PR #274, opened 2019-03-18
Add base64 encoding option to passwords in posthook commands

thnilsen:
This change will allow the posthook script to handle passwords with characters
that would normally be escaped, rendering a different password to what was
actually entered by the user. Posthook script will have to handle decoding of
base64 strings.

- New true/false config option: $posthook_password_encodebase64
- New function posthook_command($posthook, $login, $newpassword, $oldpassword = null, $posthook_password_encodebase64 = false, $use_oldpass = false)

### DIFF
--- a/conf/config.inc.php
+++ b/conf/config.inc.php
@@ -299,6 +299,9 @@ $default_action = "change";
 # Launch a posthook script after successful password change
 #$posthook = "/usr/share/self-service-password/posthook.sh";
 #$display_posthook_error = true;
+# Encode passwords sent to posthook script as base64. This will prevent alteration of the passwords if set to true.
+# To read the actual password in the posthook script, use a base64_decode function/tool
+#$posthook_password_encodebase64 = false;
 
 # Hide some messages to not disclose sensitive information
 # These messages will be replaced by badcredentials error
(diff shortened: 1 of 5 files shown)


coudot:
I don't understand why you need to add the `$use_oldpass` parameter, can't we just test if `$oldpassword` is null in the function?

thnilsen:
The reason for $use_oldpass parameter is to handle cases where the old password is blank, and the user is changing the password, not resetting it. If we just did a check for is_null/empty on old_pass, the routine would call reset rather than change.

coudot:
From my point of view, the differnce between change/reset should be managed into the posthook script itself.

REQUIRED WORK
Filter the entries above and return only the lines holding "handle".

OUTPUT OF THE TASK
This change will allow the posthook script to handle passwords with characters
actually entered by the user. Posthook script will have to handle decoding of
The reason for $use_oldpass parameter is to handle cases where the old password is blank, and the user is changing the password, not resetting it. If we just did a check for is_null/empty on old_pass, the routine would call reset rather than change.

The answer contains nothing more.